Over 80% of emergency department (ED) patients with acute heart failure (AHF) are admitted to the hospital, with only 10% at high-risk for in-hospital events. We developed and validated a prediction rule (STRATIFY) that identifies ED patients with AHF that may be safe to discharge. If successfully implemented, it will save substantial resources without sacrificing patient outcomes and help institutions achieve goals for accountable care.

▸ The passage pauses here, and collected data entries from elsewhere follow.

PR #1821, opened 2022-02-23
Don't raise error when buildstep provides no results

mkosiarc:
The prebuild task currently fails because in
build_docker_image method we run all plugin runners
and we expect results from buildstep plugin.

This is a workaround and temporary fix. This whole process
of running plugins will be reworked later.

### DIFF
--- a/atomic_reactor/inner.py
+++ b/atomic_reactor/inner.py
@@ -837,13 +837,13 @@ class DockerBuildWorkflow(object):
             try:
                 self.data.build_result = buildstep_runner.run()
 
-                if self.data.build_result.is_failed():
+                if self.data.build_result and self.data.build_result.is_failed():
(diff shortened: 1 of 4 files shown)


atomic_reactor/inner.py
```diff
@@ -857,21 +855,6 @@ def build_docker_image(self) -> BuildResult:
                 logger.error("one or more prepublish plugins failed: %s", ex)
                 raise
 
-            if self.data.build_result.is_image_available():
```
mkosiarc, line 860: I removed this to avoid any changes here, as this will be removed anyway in https://github.com/containerbuildsystem/atomic-reactor/pull/1810/. (I will rebase this after that is merged)

rcerven (approved):

tkdchen (approved):

PR #1827, opened 2022-02-28
Update compress plugin

hjmodi:

### DIFF
--- a/atomic_reactor/plugins/post_fetch_docker_archive.py
+++ b/atomic_reactor/plugins/post_fetch_docker_archive.py
@@ -1,5 +1,5 @@
 """
-Copyright (c) 2015 Red Hat, Inc
+Copyright (c) 2015-2022 Red Hat, Inc
 All rights reserved.
 
 This software may be modified and distributed under the terms
@@ -16,22 +16,22 @@ from atomic_reactor.plugin import PostBuildPlugin
 from atomic_reactor.util import get_exported_image_metadata, human_size, is_scratch_build
 
 
-class CompressPlugin(PostBuildPlugin):
+class FetchDockerArchivePlugin(PostBuildPlugin):
     """Example configuration:
 
     "postbuild_plugins": [{
-            "name": "compress",
+            "name": "fetch_docker_archive",
             "args": {
                     "method": "gzip",
                     "load_exported_image": true
             }
     }]
 
-    Currently supported compression methods are gzip and lzma; gzip is default.
+    Currently, supported compression methods are gzip and lzma; gzip is default.
     By default, the plugin doesn't work on exported image, you have to explicitly
     ask for it by using `load_exported_image: true`.
     """
-    key = 'compress'
+    key = 'fetch_docker_archive'
     is_allowed_to_fail = False
 
     def __init__(self, workflow, load_exported_image=False, method='gzip'):
@@ -40,7 +40,7 @@ class CompressPlugin(PostBuildPlugin):
         :param load_exported_image: bool, when running squash plugin with `dont_load=True`,
                                     you may load the exported tar with this switch
         """
-        super(CompressPlugin, self).__init__(workflow)
+        super(FetchDockerArchivePlugin, self).__init__(workflow)
         self.load_exported_image = load_exported_image
         self.method = method
         self.uncompressed_size = 0
--- a/atomic_reactor/plugins/post_fetch_docker_archive.py
+++ b/atomic_reactor/plugins/post_fetch_docker_archive.py
@@ -5,11 +5,8 @@ All rights reserved.
 This software may be modified and distributed under the terms
 of the BSD license. See the LICENSE file for details.
 """
-
-import os
-
-from atomic_reactor.constants import (EXPORTED_COMPRESSED_IMAGE_NAME_TEMPLATE,
-                                      IMAGE_TYPE_DOCKER_ARCHIVE)
+from atomic_reactor.constants import IMAGE_TYPE_DOCKER_ARCHIVE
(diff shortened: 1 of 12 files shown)


atomic_reactor/plugins/post_fetch_docker_archive.py
```diff
@@ -0,0 +1,51 @@
...
+
+    def __init__(self, workflow):
+        """
+        :param workflow: DockerBuildWorkflow instance
+        """
+        super(FetchDockerArchivePlugin, self).__init__(workflow)
+        self.source_build = bool(self.workflow.data.build_result.source_docker_archive)
+
+    def download_image(self, build_dir: BuildDir):
+        image = self.workflow.data.tag_conf.get_unique_images_with_platform(build_dir.platform)[0]
```
hjmodi, line 28: here I am assuming the list is of length one and contains the images we're want to download. Please correct me if wrong.

chmeliik: That sounds correct :+1: 

Even if there somehow were multiple unique tags, we would expect all of them to point to the same image, so taking any one of them should be fine.

atomic_reactor/plugins/post_fetch_docker_archive.py
```diff
@@ -6,106 +6,45 @@
...
+        # Set image_tarball_path, if image tarball is not yet
+        # stored somewhere, download it
+        # with imageutil.download_image_archive_tarball() for each platform
+        outfile = os.path.join(self.workflow.source.workdir,
+                               EXPORTED_COMPRESSED_IMAGE_NAME_TEMPLATE)
+        os.mknod(outfile)
         metadata = get_exported_image_metadata(outfile, image_type)
 
-        if self.uncompressed_size != 0:
-            metadata['uncompressed_size'] = self.uncompressed_size
```
chmeliik: Not sure about removing `uncompressed_size`, doesn't some metadata plugin later use it?

atomic_reactor/plugins/post_fetch_docker_archive.py
```diff
@@ -25,6 +24,20 @@ def __init__(self, workflow):
...
+        image = self.workflow.data.tag_conf.get_unique_images_with_platform(build_dir.platform)[0]
+        image_path = os.path.join(build_dir.path, EXPORTED_SQUASHED_IMAGE_NAME)
+        image_type = IMAGE_TYPE_DOCKER_ARCHIVE
+
+        self.log.info('fetching image %s', image)
+        self.workflow.imageutil.download_image_archive_tarball(image, image_path)
+
+        metadata = get_exported_image_metadata(image_path, image_type)
+
+        self.workflow.data.exported_image_sequence.append(metadata)
```
chmeliik, line 37: It doesn't seem right to put the 4 arch-specific images into the `exported_image_sequence` - plugins assume that everything in this sequence is the same image (don't ask me why it is a sequence then :smile:).

IMO this plugin should not update `exported_image_sequence` anymore. All the plugins that currently depend on the sequence -- appears to be `tag_and_push`, `store_metadata` and `koji_import` (through `utils.koji.get_output`) -- will have to be reworked for multiple platforms and, as part of that, they will have to stop using this attr.

It might be good to add `OSBS2 TBD` into the places where the sequence is currently used, that it should not be used anymore

atomic_reactor/plugins/post_fetch_docker_archive.py
chmeliik: Nevermind, nothing uses it, not even in the osbs_ocp3 branch :raised_eyebrow:

atomic_reactor/plugins/post_fetch_docker_archive.py
chmeliik: Maybe, instead of appending to the sequence, we could just `return` the metadata. That means `for_each_platform()` would return a dict of platform=>metadata, which we could return from the plugin

hjmodi: added `OSBS2 TBD` and updated the plugin to return platform=>metadata

atomic_reactor/plugins/post_fetch_docker_archive.py
```diff
@@ -25,6 +24,20 @@ def __init__(self, workflow):
         super(FetchDockerArchivePlugin, self).__init__(workflow)
         self.source_build = bool(self.workflow.data.build_result.source_docker_archive)
 
+    def download_image(self, build_dir: BuildDir):
+        image = self.workflow.data.tag_conf.get_unique_images_with_platform(build_dir.platform)[0]
+        image_path = os.path.join(build_dir.path, EXPORTED_SQUASHED_IMAGE_NAME)
```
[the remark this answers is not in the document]
hjmodi: updated

atomic_reactor/plugins/post_fetch_docker_archive.py
```diff
@@ -6,106 +6,45 @@
...
-            # OSBS2 TBD
-            # Set image_tarball_path, if image tarball is not yet
-            # stored somewhere, download it
-            # with imageutil.download_image_archive_tarball()
-            image_tarball_path = None
-            with open(image_tarball_path, 'rb') as image_tarball_file:
-                outfile = self._compress_image_stream(image_tarball_file)
+        if self.source_build:
+            self.log.info('skipping, no exported source image')
+            return
```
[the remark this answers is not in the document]
hjmodi: updated to not run for source container workflow.

hjmodi:
Just made a minor update removed a parameter that wasn't used

lkolacek (approved):
LGTM :+1:

PR #1835, opened 2022-03-03
Remove build_result attribute from workflow data

chmeliik:
Saving the build_result in workflow data causes various issues, like
accidentally overwriting it with None in tasks that don't run any
buildstep plugins. Plus it causes duplication, the build result is
already getting saved in the buildstep_result attribute (as a plugin
result)

Make build_result a property derived from buildstep_result. Add a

Real-world adoption of prediction rules for AHF and other conditions treated in the ED is challenged by barriers such as time-pressured workflow, real-time data availability and quality. A solution would have considerable implications for implementing any clinical decision algorithm. The central objective of this grant is to develop a multilevel approach and the necessary statistical methods to close the gap in implementation of our AHF risk prediction tool, as a model for other automated risk prediction approaches within an electronic health records system.

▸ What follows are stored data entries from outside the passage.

PR #1839, opened 2022-03-07
remote_host: support configurable slots dir

qixiang:
Default slots dir is $HOME/$SLOTS_RELATIVE_PATH, this can be changed
while instantiating a RemoteHost:

    host = RemoteHost(
        hostname="remote-host-001",
        username="builder",
        ssh_keyfile="/path/to/key",
        slots=3,
        slots_dir="/path/to/slots/dir"
    )

Signed-off-by: Qixiang Wan <qwan@redhat.com>

### DIFF
--- a/atomic_reactor/utils/remote_host.py
+++ b/atomic_reactor/utils/remote_host.py
@@ -143,18 +143,28 @@ class SlotData:
 
 class RemoteHost:
 
-    def __init__(self, *, hostname: str, username: str, ssh_keyfile: str, slots: int):
+    def __init__(
+        self,
+        *,
+        hostname: str,
+        username: str,
+        ssh_keyfile: str,
+        slots: int,
+        slots_dir: Optional[str] = None,
+    ):
         """ Instantiate RemoteHost with hostname, username, ssh key file and slot number
 
         :param hostname: str, remote hostname for ssh connection
         :param username: str, username for ssh connection
         :param ssh_keyfile: str, filepath to ssh private key
         :param slots: int, number of max allowed slots on remote host
+        :param slots_dir: str, directory path for holding slots files
         """
         self._hostname = hostname
         self._username = username
         self._ssh_keyfile = ssh_keyfile
         self._slots = slots
+        self._slots_dir = slots_dir
 
     @property
     def hostname(self):
@@ -174,8 +184,12 @@ class RemoteHost:
 
     @cached_property
     def slots_dir(self):
-        home, _, _ = self._run("pwd")
-        return os.path.join(home, SLOTS_RELATIVE_PATH)
+        # Place the slots files under `~/$SLOTS_RELATIVE_PATH` when slots_dir is not specified
+        if self._slots_dir is None:
+            home, _, _ = self._run("pwd")
+            return os.path.join(home, SLOTS_RELATIVE_PATH)
+        else:
+            return self._slots_dir
 
     def _is_valid_slot_id(self, slot_id: int) -> bool:
         """ Check if a slot id is valid """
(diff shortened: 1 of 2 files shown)


atomic_reactor/utils/remote_host.py
```diff
@@ -143,18 +143,28 @@ def datetime(self):
...
 
-    def __init__(self, *, hostname: str, username: str, ssh_keyfile: str, slots: int):
+    def __init__(
+        self,
+        *,
+        hostname: str,
+        username: str,
+        ssh_keyfile: str,
+        slots: int,
+        slots_dir: Optional[str] = None,
```
chmeliik, line 153: Shouldn't the `RemoteHostsPool.from_config` method pass the `slots_dir` from config now?

qixiang: ah, yes. The config passed to `RemoteHostsPool.from_config` currently is a list of hosts and their attributions (https://github.com/containerbuildsystem/atomic-reactor/blob/d35d81a8fd4df2ed67673de295292d80c9a287dd/atomic_reactor/utils/remote_host.py#L577-L584), any suggestion how we can pass the `slots_dir` which should be configured per cluster or per arch? @MartinBasti

chmeliik: If we do want to keep `slots_dir` above the individual host level, then I would vote to change the from_config method from `from_config(per_platform_hosts)` to `from_config(all_hosts, platform)` (i.e. not passing just `.remote_hosts.x86_64` from the configuration but the entire `.remote_hosts` field)

rcerven: why we need slots_dir configurable per host or arch?

I'd just have 1 slots_dir for all of them, there isn't any reason to have different ones

qixiang: > If we do want to keep `slots_dir` above the individual host level, then I would vote to change the from_config method from `from_config(per_platform_hosts)` to `from_config(all_hosts, platform)` (i.e. not passing just `.remote_hosts.x86_64` from the configuration but the entire `.remote_hosts` field)

`from_config(all_hosts, ...)` will introduce unnecessary work for reserving a host for a task, because one task is generated for each arch, for example, when we want to get a host for a x86_64 task, we will need to filter out unmatched arch hosts after `from_config(all_hosts, ...)`.

> why we need slots_dir configurable per host or arch?
> I'd just have 1 slots_dir for all of them, there isn't any reason to have different ones

I agree, the story behind this is not we want to configure it per host or arch. In the original code, the `$HOME/osbs_slots` dir is used to place the slots files, however we found the service account doesn't have home directory created on remote hosts by default, so we want to make it configurable. The `RemoteHost` is the only place or the only reasonable place we can make the change, but storing "slots_dir" for every hosts or even arch in cluster configmap doesn't make sense.

Another proposal is using a different default dir other than `$HOME` to place the slot files under `osbs_slots`, for example, the systemd user runtime dir `/run/user/{uid}`(`$XDG_RUNTIME_DIR`) and we `enable-linger` for the ssh user in ansible role, so the user runtime dir will always be created after system boot up.

wdyt?

chmeliik: > `from_config(all_hosts, ...)` will introduce unnecessary work for reserving a host for a task, because one task is generated for each arch, for example, when we want to get a host for a x86_64 task, we will need to filter out unmatched arch hosts after `from_config(all_hosts, ...)`.

I meant like this:
```diff
diff --git a/atomic_reactor/utils/remote_host.py b/atomic_reactor/utils/remote_host.py
index 6bd7abe1..1eddb455 100644
--- a/atomic_reactor/utils/remote_host.py
+++ b/atomic_reactor/utils/remote_host.py
@@ -567,10 +567,10 @@ class RemoteHostsPool:
         self.hosts = hosts
 
     @classmethod
-    def from_config(cls, config: dict):
+    def from_config(cls, config: dict, platform: str):
         """ Instantiate remote hosts loaded from a config in dict format
 
-        :param config: dict, Arch specific remote hosts dictionary from configmap
+        :param config: dict, remote hosts dictionary from configmap
 
         Example:
 
@@ -583,8 +583,10 @@ class RemoteHostsPool:
         hostname-remote-host2:
           ...
         """
+        slots_dir = config.get("slots_dir", some_default)
+        platform_config = config[platform]
         hosts = []
-        for hostname, attr in config.items():
+        for hostname, attr in platform_config.items():
             if not attr.get("enabled", False):
                 continue
             host = RemoteHost(
```
> Another proposal is using a different default dir other than $HOME to place the slot files under osbs_slots, for example, the systemd user runtime dir /run/user/{uid}($XDG_RUNTIME_DIR) and we enable-linger for the ssh user in ansible role, so the user runtime dir will always be created after system boot up.

I'd rather have it be a system-wide dir, since the slots are supposed to be per-host, not per-user (it's true that the hosts only have one user who should be running builds, but it still feels cleaner to use a system dir)

MartinBasti: Works for me, I don't like mixing platfroms with atributes, IMO we should have something like

```
remote_hosts:
    slots_dir: ...
    pools:
        x86_64: ...
        ppc64le: ...        
```

qixiang: > I meant like this:

I see, thanks, PR is updated to adopt this approach.

Beside of this, if we're going to use a system-wide dir and not some tmpfs, should we create the slots directory in the remote hosts provision role? because we'll need proper permissions to allow the ssh user to create files under it.

lkolacek: I believe we wanted to make OSBS more robust to the accidental removal of slots_dir and files under it with its creation here. So we do not need to run manually playbooks to enable our workflow again but it will get fixed itself.

qixiang: > I believe we wanted to make OSBS more robust to the accidental removal of slots_dir and files under it with its creation here. So we do not need to run manually playbooks to enable our workflow again but it will get fixed itself.

we have the creation in `is_operational`check:

https://github.com/containerbuildsystem/atomic-reactor/blob/0ae2bfe6c4f6c3cab2dcdb6dd3ba2834dd3bd241/atomic_reactor/utils/remote_host.py#L314-L317

though if we're using some system-wide directory, it may not work in some cases due to lack of permissions. If we use some dirs owned by the ssh user, it will work. My proposal is using the systemd user runtime dir, I'll open a PR in remote hosts ansible role to enable user lingering for the ssh user, so the `$XDG_RUNTIME_DIR` will always be created after system boot up.

chmeliik (approved):
LGTM :+1:

MartinBasti (approved):

rcerven (approved):

PR #1840, opened 2022-03-07
Update generate maven metadata plugin

hjmodi:


tkdchen (commented):
This change avoids download in `generate_maven_metadata`, however the result looks move to another side, that is the `fetch_maven_artifacts` takes part of the responsibility of the metadata generation.

FYI. IIUC, these two plugins share most of the code logic to iterate artifacts and take different actions based on the same data source in pre- and post- build phases. In prebuild, it fetches artifacts, and in the postbuild, it generates metadata. To achieve the goal of CLOUDBLD-8264, probably it's a good time to refactor these two plugins like what was done for the koji_import plugin.

BTW, can we rename `remote_source_files` to another one that can reflect the meaning of maven artifact? e.g. `maven_artifacts_output` or something like that. "output" should make sense because it is a term used in the Koji Content Generator Metadata.

hjmodi:
> This change avoids download in `generate_maven_metadata`, however the result looks move to another side, that is the `fetch_maven_artifacts` takes part of the responsibility of the metadata generation.
> 
> FYI. IIUC, these two plugins share most of the code logic to iterate artifacts and take different actions based on the same data source in pre- and post- build phases. In prebuild, it fetches artifacts, and in the postbuild, it generates metadata. To achieve the goal of CLOUDBLD-8264, probably it's a good time to refactor these two plugins like what was done for the koji_import plugin.
> 
> BTW, can we rename `remote_source_files` to another one that can reflect the meaning of maven artifact? e.g. `maven_artifacts_output` or something like that. "output" should make sense because it is a term used in the Koji Content Generator Metadata.

Hmm, there seems to be some confusion here. I'll add comments in code to make it less confusing and probably rename `generate_maven_metadata` plugin to `generate_remote_source_files`.

This PR accomplishes the following,
`fetch_maven_artifacts` plugin is now processing all `fetch_*` configurations and it's only done once. While iterating it's downloading the maven artifacts and also generating metadata for those artifacts as much as possible(for nvr and pnc artifacts, this was done in `generate_maven_metadata` before this). It is also creating and returning `source_download_queue` that is a queue of sources for url artifacts that is uploaded to binary brew build as `remote_source_files` to be later fetched by source container build.

`generate_maven_metadata` plugin is no longer generating metadata for all `fetch_*` configs. It is only downloading from `source_download_queue` that `fetch_maven_artifacts` generate and creates `remote_source_files` from them. We've decided to do it in `postbuild` so that we won't have source artifacts in `build_dir` during the binary build. That's why it's not done in pre.

hjmodi:
Coverage seems to be decreasing due to decrease in the number of lines.

rcerven (approved):

atomic_reactor/plugins/pre_fetch_maven_artifacts.py
```diff
@@ -185,16 +235,22 @@ def run(self):
...
-        pnc_artifact_ids = self.get_pnc_artifact_ids(pnc_requests)
-
         return {
+            'components': components,
             'download_queue': [dataclasses.asdict(download) for download in download_queue],
+            'no_source': self.no_source_artifacts,
             'pnc_artifact_ids': pnc_artifact_ids,
+            'pnc_build_metadata': pnc_build_metadata,
+            'source_download_queue': source_download_queue,
+            'source_url_to_artifacts': self.source_url_to_artifacts,
```
chmeliik, line 255: Note that plugin results have to be convertible to JSON now (for context sharing). I'm not sure what the types of these values are, but I think at least `source_download_queue` is not JSON compatible

atomic_reactor/constants.py
```diff
@@ -86,7 +86,7 @@
 PLUGIN_BUMP_RELEASE_KEY = 'bump_release'
 PLUGIN_DISTGIT_FETCH_KEY = 'distgit_fetch_artefacts'
 PLUGIN_FETCH_MAVEN_KEY = 'fetch_maven_artifacts'
-PLUGIN_GENERATE_MAVEN_METADATA_KEY = 'generate_maven_metadata'
+PLUGIN_GENERATE_REMOTE_SOURCE_FILES_KEY = 'generate_remote_source_files'
```
chmeliik, line 89: I'm not entirely sold on this naming, it sounds like it would be related to `resolve_remote_source` but it is not. Is there any way this could be made clearer?

By the way, what exactly *are* remote_source_files? :smile:

atomic_reactor/plugins/post_generate_maven_metadata.py
```diff
@@ -37,98 +32,15 @@ def __init__(self, workflow):
...
-                #  in the URL itself so we'll have to get filename from URL response
-                target = os.path.basename(source_url)
-
-                download_queue.append(DownloadRequest(source_url, target, checksums))
-            else:
-                self.source_url_to_artifacts[source_url].append(artifact)
-        return download_queue
-
-    def download_sources(self, download_queue):
+    def get_remote_source_files(self, download_queue):
```
chmeliik: It would be good to add type annotations here, this code currently expects that `download_queue` is a list of `DownloadRequest` (but that may have to change due to the requirement of plugin results being JSON-compatible)

Plus we have adding type annotations in the checklist now :)

atomic_reactor/constants.py
hjmodi: added type annotations

atomic_reactor/plugins/post_generate_maven_metadata.py
hjmodi: added type annotations

atomic_reactor/constants.py
hjmodi: `remote_source_file` is a koji build type we added to attach maven URL source artifacts to brew binary build task that are later fetched by source build and added to source container.

atomic_reactor/plugins/pre_fetch_maven_artifacts.py
hjmodi: added serialization and deserialization

atomic_reactor/plugins/post_generate_maven_metadata.py
```diff
@@ -34,7 +33,9 @@ def __init__(self, workflow):
         super(GenerateMavenMetadataPlugin, self).__init__(workflow)
         self.source_url_to_artifacts = {}
 
-    def get_remote_source_files(self, download_queue):
+    def get_remote_source_files(
+            self, download_queue: Sequence[DownloadRequest]
+    ) -> List[Dict[str, Collection[str]]]:
```
chmeliik: I'd go with `List[dict]` or `List[Dict[str, Any]]`, the fact that all the values are collection of strings is more misleading than helpful (one value is a string, the other is a dict[str, something], both of which happen to be collection of strings)

atomic_reactor/constants.py
```diff
@@ -86,7 +86,7 @@
 PLUGIN_BUMP_RELEASE_KEY = 'bump_release'
 PLUGIN_DISTGIT_FETCH_KEY = 'distgit_fetch_artefacts'
 PLUGIN_FETCH_MAVEN_KEY = 'fetch_maven_artifacts'
-PLUGIN_GENERATE_MAVEN_METADATA_KEY = 'generate_maven_metadata'
+PLUGIN_URL_SOURCES_METADATA_KEY = 'url_sources_metadata'
```
chmeliik, line 89: Could we have "maven" in the name? Sorry to request a second rename, but I probably wouldn't notice the two plugins are related otherwise

chmeliik (commented):
Looks good, just 2 minor things :+1:

atomic_reactor/plugins/post_generate_maven_metadata.py
hjmodi: updated type annotations to `List[Dict[str, Any]]`

atomic_reactor/constants.py
hjmodi: renamed it to `maven_url_sources_metadata`

tkdchen (approved):

chmeliik (approved):
LGTM :+1:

Through inter-disciplinary collaboration among ED physicians, biostatisticians, qualitative research experts, implementation scientists and bioinformaticians, we propose to rigorously develop and test a clinical decision support-based approach including 1) robust stakeholder engagement to participate in user-centered design and identify approaches to overcome barriers to implementation, 2) overcoming real-time data integration challenges through statistical methods, and 3) a detailed evaluation of effectiveness and implementation in multiple centers.
Our proposal will have a broad impact on both acute care practice and risk model implementation by closing the gap between scientific discovery and health care delivery using risk prediction tools. Importantly, the methods developed here will generalize to other risk prediction tools and be readily translatable to other complex ED-based diseases such as pulmonary embolism, stroke, and COPD, thereby maximizing opportunity for impact both scientifically and on patient care.